What’s for Dinner: No-Fuss Potato Soup

whatsfordinnersmall.gifAnother crock-pot recipe. It’s just so easy to get dinner ready when all you have to do is dump some stuff in the slow cooker and let it simmer all day. This No-Fuss Potato Soup also happens to be the best potato soup recipe I’ve found so far. It really tastes great and is a hearty, filling soup. Wonderful for a cold day. (Yes, it’s still cold here.)

No-Fuss Potato Soup Recipe

6 cups peeled diced potatoes

5 cups water

2 cups diced onions

1/2 cup diced celery

1/2 cup chopped carrots

1/4 cup light, soft-tub margarine

4 tsp. sodium-free vegetable bouillon powder

1 tsp. salt

1/4 tsp. pepper

12 oz. can fat-free evaporated milk

3 tbs. chopped parsley

8 oz. low-fat cheddar cheese, shredded

Combine all ingredients except milk, parsley, and cheese in slow cooker. Cover and cook on high 7 to 8 hours or until vegetables are tender. Stir in milk and parsley. Stir in cheese until melted. Heat thoroughly.

So easy. Just a little chopping and you’ve got soup. I used my Pampered Chef Food Chopper to finely chop the celery and onion. My husband eats those veggies only if they are unidentifiable. I skipped the parsley because I am not a big fan. I’m afraid I just used regular evaporated milk, cheese and margarine, because I didn’t have the light, fat-free versions on hand.

 I couldn’t find any vegetable bullion at the store, but I did have a jar of Vegemite in the fridge thanks to my sister-in-law who lives in Australia. So I added about a tsp of that. It’s definitely not sodium-free and it’s pretty potent, so I was afraid to add much. By they way, I don’t believe it actually has any vegetables in it.

After I stirred in the cheese, I tasted the finished product and added about a tbs of salt even though the recipe didn’t call for it. That seemed to really bring out the flavor of the soup.

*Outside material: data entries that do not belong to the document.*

PR #2094, opened 2017-11-07
fix (music-controls) make optional items optional, add hasScrubbing value for lock screen seeking

ghenry22:
Add hasScrubbing variable to options - used to enable or disable scrubbing from the iOS control center or lockscreen progress bar

Make non required options actually non-required.

Correct errors in usage examples.

### DIFF
--- a/src/@ionic-native/plugins/music-controls/index.ts
+++ b/src/@ionic-native/plugins/music-controls/index.ts
@@ -3,22 +3,23 @@ import { Plugin, Cordova, IonicNativePlugin } from '@ionic-native/core';
 import { Observable } from 'rxjs/Observable';
 
 export interface MusicControlsOptions {
-  track: string;
-  artist: string;
-  cover: string;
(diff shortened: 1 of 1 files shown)


ghenry22:
@ihadeed - would be great if you could merge this one, only small changes, all working in my own apps for the last few days of testing.

For change log:
fix(music-controls) - optional parameters are OPTIONAL
fix(music-controls documentation) - fix some errors in the usage examples
new(music-controls hasScrubbing option) - optional variable to enable lock screen seeking with progress bar on iOS.

ghenry22:
actually I have just matched them to the plugin itself.  So if it is optional for the plugin then it should be optional for the wrapper.

The plugin will apply default values to meet the basic requirements if you provide no values.

I agree that using the plugin with no options is kind of pointless but this PR just matches the bionic native wrapper up with the plugin itself.

joshbabb:
I should have looked closer.  Kudos, looks great!

PR #2098, opened 2017-11-07
NFC: add interfaces for NdefEvent, NdefRecord, NdefTag.

twaldecker:
Add interfaces for the result of addNdefListener


twaldecker:
There are coming more fixes. I am closing the PR for now.

PR #2145, opened 2017-11-24
In SocialSharing plugin, the provider is added

egesu:
The provider should be added in module declaration or we get `No provider for SocialSharing!` error.


egesu:
Ah sorry, I didn't notice it.

PR #2151, opened 2017-11-27
feat(swt-x9): Add support for the Shenzen Wearable Technologies X9 smart wristband

joshbabb:
See https://github.com/BlyncSync/cordova-plugin-swt-x9 for the underlying Cordova plugin (or just `npm install cordova-plugin-swt-x9`)


joshbabb:
@ihadeed Hey, is this a feature that won't be merged and should be integrated by us some other way?

joshbabb:
Well, if it isn't, a convenient way of designating that an app should use an entirely-different repository for all things Ionic Native would work!

PR #2180, opened 2017-12-06
feat(android exoplayer): add cordova-plugin-exoplayer

mebibou:
plugin: https://github.com/frontyard/cordova-plugin-exoplayer


syedhope:
Is there a way to play audio only?

The param {'audioOnly': false} throws an error => not assignable to parameter of type 'AndroidExoPlayerParams'.
Types of property 'audioOnly' are incompatible.
Type 'string' is not assignable to type 'true'.

PR #142, opened 2023-03-17
feat: customize formatting toolbar

YousefED:
Work in progress: I think FormattingToolbar can be really simple. If so, we could then expose ToolbarButton to consumers, and they can just use JSX to create a custom formattingtoolbar. I think this is a more extensible approach than for example asking for a custom array defining which buttons to show in what order

- [x] simplify logic of FormattingToolbar
- [x] Expose ToolbarButton / LinkToolbarButton
- [x] Make it possible to pass a custom FormattingToolbar
- [x] Docs & demo
- [ ] Does the API `FormattingToolbarProps` still make sense? or should we (partially) move this to `BlockNoteEditor`?


matthewlipski:
> Work in progress: I think FormattingToolbar can be really simple. If so, we could then expose ToolbarButton to consumers, and they can just use JSX to create a custom formattingtoolbar. I think this is a more extensible approach than for example asking for a custom array defining which buttons to show in what order
> 
> * [x]  simplify logic of FormattingToolbar
> * [ ]  Expose ToolbarButton / LinkToolbarButton
> * [ ]  Make it possible to pass a custom FormattingToolbar
> * [ ]  Docs & demo
> * [ ]  Does the API `FormattingToolbarProps` still make sense? or should we (partially) move this to `BlockNoteEditor`?

I'm not sure about letting consumers just pass JSX directly into the formatting toolbar, mainly because it seems to be the opposite approach to the slash menu. I agree it makes it more extensible, but idk if extensibility is something we want to focus on for the premade menu, moreso consistency. Might need to have a longer discussion about this since it's relevant for all menus.

Alternative:

```
type FormattingToolbarButton = {
  name: string;
  execute: (editor: BlockNoteEditor => void);
  icon: JSX.Element;
  shortcut?: string;
}

type FormattingToolbarDropdownItem = {
  name: string;
  execute: (editor: BlockNoteEditor => void);
  active: (editor: BlockNoteEditor => boolean);
  icon: JSX.Element;
}

type FormattingToolbarDropdown = {
  items: FormattingToolbarDropdownItem[];
}

type FormattingToolbarItem = (FormattingToolbarButton | FormattingToolbarDropdown)[];
```

packages/core/src/BlockNoteEditor.ts
```diff
@@ -299,6 +308,135 @@ export class BlockNoteEditor {
     replaceBlocks(blocksToRemove, blocksToInsert, this._tiptapEditor);
   }
 
+  public getActiveStyles() {
+    const styles: Styles = {};
+    const marks = this._tiptapEditor.state.selection.$to.marks();
+    console.log(marks);
```
YousefED: todo: remove

packages/core/src/BlockNoteEditor.ts
```diff
@@ -299,6 +308,135 @@ export class BlockNoteEditor {
...
+      "bold",
+      "italic",
+      "underline",
+      "strike",
+    ]);
+    const colorStyles = new Set<ColorStyle>(["textColor", "backgroundColor"]);
+
+    for (const mark of marks) {
+      if (toggleStyles.has(mark.type.name as ToggledStyle)) {
+        styles[mark.type.name as ToggledStyle] = true;
```
YousefED, line 419: if the mark exists, it's always actuve ("true") right?

packages/core/src/BlockNoteEditor.ts
```diff
@@ -299,6 +308,135 @@ export class BlockNoteEditor {
     replaceBlocks(blocksToRemove, blocksToInsert, this._tiptapEditor);
   }
 
+  public getActiveStyles() {
```
YousefED, line 405: lets add docs for all public funcs

packages/react/src/FormattingToolbar/components/DefaultButtons/CreateLinkButton.tsx
```diff
@@ -0,0 +1,43 @@
+import { useCallback } from "react";
+import { BlockNoteEditor } from "@blocknote/core";
+import { RiLink } from "react-icons/ri";
+import LinkToolbarButton from "../LinkToolbarButton";
+import { formatKeyboardShortcut } from "../../../utils";
+
+export const CreateLinkButton = (props: { editor: BlockNoteEditor }) => {
+  const setLink = useCallback(
```
YousefED, line 8: I don't think useCallback is useful in this function, especially with [props] as parameter.

The reason is that most functions are invoked immediately anyway (e.g. `linkIsActive()`)

packages/core/src/BlockNoteEditor.ts
matthewlipski: Yep, if a toggled style is active, in PM its represented as a mark with no attrs, in the API it's always true in the styles object.

packages/core/src/BlockNoteEditor.ts
```diff
@@ -361,6 +402,170 @@ export class BlockNoteEditor {
...
+        this._tiptapEditor.commands.toggleMark(style, { color: value });
+      }
+    }
+  }
+
+  /**
+   * Gets the URL of the link at the current selection, and the currently selected text. If no link is active, the URL
+   * is an empty string.
+   */
+  public getActiveLink() {
```
YousefED, line 495: split

YousefED (commented):
see inline + double check useCallbacks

Either my crock-pot gets way hotter than most or the cooking time was off. The veggies were ready after about five hours. I had to put it on the keep warm setting until we were ready to eat. Next time I think I’ll try cooking it on the low setting.

This made a big batch so there we lots of leftovers. I had it for lunch today, and it’s one of those dishes that tastes even better after a night in the fridge.